Inner Lament Of Revelation 18:19

Revelation 18:19 - A Neville Goddard interpretation

Read Revelation 18 in context

Scripture Focus

19And they cast dust on their heads, and cried, weeping and wailing, saying, Alas, alas, that great city, wherein were made rich all that had ships in the sea by reason of her costliness! for in one hour is she made desolate.
Revelation 18:19

Biblical Context

That passage presents a city whose wealth comes from the ships of trade, and those who depend on it mourn its fall. In plain terms, it shows how a life fixated on external riches can be swiftly desolated.

Neville's Inner Vision

Revelation 18:19 becomes a parable of your inner economy: the great city is the habitual attachment to wealth and status, the ships are your thoughts and faculties that venture into the sea of supply.
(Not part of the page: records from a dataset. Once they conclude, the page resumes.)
PR #2859, opened 2024-07-25
[FIX] Dataset query to get only the latest facet for each version

sophiely:
### Problem

Closes: https://github.com/MarquezProject/marquez/issues/2860

### Solution

Since the same facet type is replicated a lot of times, we can rank the facet partition by dataset version and facet name ands so as we can take only the most recent facet for each dataset uuid and type.
The UI seems to display only one facet per type (facet name) and dataset version anyway so we don't need to query as much facet (which are just duplicates anyway).

### Checklist

- [] Your changes are accompanied by tests (_if relevant_)

### DIFF
--- a/api/src/main/java/marquez/db/DatasetDao.java
+++ b/api/src/main/java/marquez/db/DatasetDao.java
@@ -126,7 +126,7 @@ public interface DatasetDao extends BaseDao {
                   df.facet,
                   df."name",
                   df.created_at,
-                  rank() OVER (PARTITION BY "name"
+                  rank() OVER (PARTITION BY df.dataset_version_uuid, "name"
                                ORDER BY created_at DESC) AS r
           FROM dataset_facets AS df
           WHERE df.facet IS NOT NULL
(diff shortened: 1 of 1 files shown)


phixMe (approved):
Amazing, thanks, do we have a similar problem elsewhere? Or is this the only instance of this problem that you have seen.

api/src/main/java/marquez/db/DatasetDao.java
```diff
@@ -121,30 +121,51 @@ default void setFields(Dataset ds) {
...
-          WHERE d.namespace_name = :namespaceName
-          ORDER BY d.name
-          LIMIT :limit OFFSET :offset
-          """)
+      WITH facets_t AS
+          (SELECT df.dataset_version_uuid,
+                  df.facet,
+                  df."name",
+                  df.created_at,
+                  rank() OVER (PARTITION BY df.dataset_version_uuid, "name"
```
wslulciuc, line 129: ❤️

wslulciuc (approved):
LGTM 💯 🚀 🔥

dkt-sophie-ly:
> Amazing, thanks, do we have a similar problem elsewhere? Or is this the only instance of this problem that you have seen.

For now i don't think so but ofc I will let you know if I notice similar issues :)

PR #2866, opened 2024-08-05
Web: encode job name in API requests

dolfinus:
### Problem

After upgrading to 0.48 opening some job details lead to 404 errors.
This is because I have job names with slashes, like `my/session/name`, resulting API query to look like this:
`http://localhost:8080/api/v1/namespaces/yarn%3A%2F%2Fsomecluster/jobs/my/session/name.execute_insert_into_hadoop_fs_relation_command`

But it should be:
`http://localhost:8080/api/v1/namespaces/yarn%3A%2F%2Fsomecluster/jobs/my%2Fsession%2Fname.execute_insert_into_hadoop_fs_relation_command`

Same could be applied to dataset, tag or field names.

### Solution

One-line summary:

Urlencode job, dataset, tag and field names while sending API request.

### Checklist

- [X] You've included a one-line summary of your change for the [`CHANGELOG.md`](https://github.com/MarquezProject/marquez/blob/main/CHANGELOG.md#unreleased) (_Depending on the change, this may not be necessary_).

### DIFF
--- a/web/src/store/requests/datasets.ts
+++ b/web/src/store/requests/datasets.ts
@@ -6,9 +6,8 @@ import { Dataset, DatasetVersions, Datasets } from '../../types/api'
 import { genericFetchWrapper } from './index'
 
 export const getDatasets = async (namespace: string, limit = 20, offset = 0) => {
-  const url = `${API_URL}/namespaces/${encodeURIComponent(
-    namespace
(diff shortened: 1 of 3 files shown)


phixMe (approved):
Thanks, this is the kind of issue that we keep getting back to with every path we have. We really need some unit test coverage on this. @wslulciuc We should come up with something here.

PR #214, opened 2023-02-17
check sat with only relevant information in monadic mode

giltho:
Signed-off-by: Sacha Ayoun <sachaayoun@gmail.com>


giltho:
I had a revelation that this change would increase perfs, and it slightly does

NatKarmios (approved):

NatKarmios:
For reference, this shouldn't be merged before #229

NatKarmios (approved):

Issue #199, opened 2022-12-13
Cover all public-facing modules in documentation


NatKarmios:
- [ ] `Gil_syntax`
- [ ] `Gil_parsing`
- [ ] `CommandLine`
- [ ] `Symbolic`
- [ ] `Concrete`
- [ ] `General`
- [ ] `Bulk`
- [ ] `Monadic`
- [ ] `Debugger`
- [ ] `Logic`
- [ ] `Abstraction`
- [ ] `Logging`
- [ ] `IncrementalAnalysis`
- [ ] `Utils`

NatKarmios:
This would be nice, but nobody's going to have time for this before next-gen Gillian.

PR #217, opened 2023-02-22
Refactor and document `Command_line`

### LINKED ISSUE #126: Split `CommandLine.ml` into multiple files

NatKarmios:
Contributes to #199 
Resolves #126


GillianCore/parserAndCompiler/ParserAndCompiler.mli
```diff
@@ -8,6 +10,12 @@ type ('annot, 'tl_ast, 'init_data) compiled_progs = {
   init_data : 'init_data;
 }
 
+val get_progs_or_fail :
+  (Format.formatter -> 'e -> unit) ->
+  (('a, 'b, 'c) compiled_progs, 'e) result ->
+  ('a, 'b, 'c) compiled_progs
```
giltho, line 16: Some documentation on this function
Also, the first argument is quite surprising, I would make it labeled, `~pp_err`
My rule of thumb for making arguments labeled is: do I already know what the argument is given the function name and the argument type?

```ocaml
(* Doesn't need labels *)
val use_query: database -> query -> query_result

(* Wait, what's this weird first argument? Better make it labeled *)
val use_query: (string -> string) -> database -> query -> query_result

(* Arguments have the same type, how do I know which one is which? *)
val copy_content: channel -> channel -> unit

(* This is better *)
val copy_content : in:channel -> out:channel -> unit
```

giltho (changes requested):
A tiny change, otherwise ready to merge
This is great btw

GillianCore/parserAndCompiler/ParserAndCompiler.mli
NatKarmios: Very good point, well made :)
So well made, in fact, that I'm going to add that to the style guide!

Made the change in 3d2cc07.

giltho (approved):

Issue #177, opened 2022-11-17
Think about testing for debugger and/or webview


NatKarmios:
Integration tests (e.g. cypress) may be possible, though we'd have be able to render the webview independently of VSCode functionality (or make all that functionality mockable).

Should the debugger be tested internally (i.e. within OCaml) or externally (i.e. with an external tool running the debugger)? Does this external tool exist?

PR #221, opened 2023-03-07
Enhance map views in debugger interface

### LINKED ISSUE #170: Enhance unify map
- [x] Show folds as nested maps instead of stepping in and out
      #221
- [x] When an assertion fails, show that assertion as the failure, rather than a "Failure" node beneath it
      #221
- [x] ~~Update the state to show what's been consumed as unification progresses~~
      Moved to #220

### LINKED ISSUE #176: Add show/hide button for ExecMap/UnifyMap expansions

NatKarmios:
Resolves #176 
Resolves #170 

- Allow nested exec/unify maps to be collapsed
- Render unification folds as nested maps
- Absorb Success/Failure unify nodes into the previous assertion

### DIFF
--- a/debugger-vscode-extension/package.json
+++ b/debugger-vscode-extension/package.json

The dust on their heads and their lament are the last vestiges of belief in an external metropolis that defines you by what you own. When the inner conviction shifts—when you awaken to the I AM that you are—the desolation comes not by fire but by a renunciation: you see that riches are not a distant monument but a present mood of consciousness. The hour of doom is the instant you release the belief that your provision rests on outer structures. In that moment, the entire city dissolves and you discover that the kingdom was within all along, already provided by your awareness. Remember: judgment and accountability are the art of returning to faith in the I AM, choosing the imagined state of abundance now rather than awaiting a desolate outer city.

Practice This Now

Imaginative Act: Sit with eyes closed and affirm 'I am wealth' as the living I AM; revise the belief that provision comes from an outer city. Feel-it-real that abundance flows from your inner awareness now.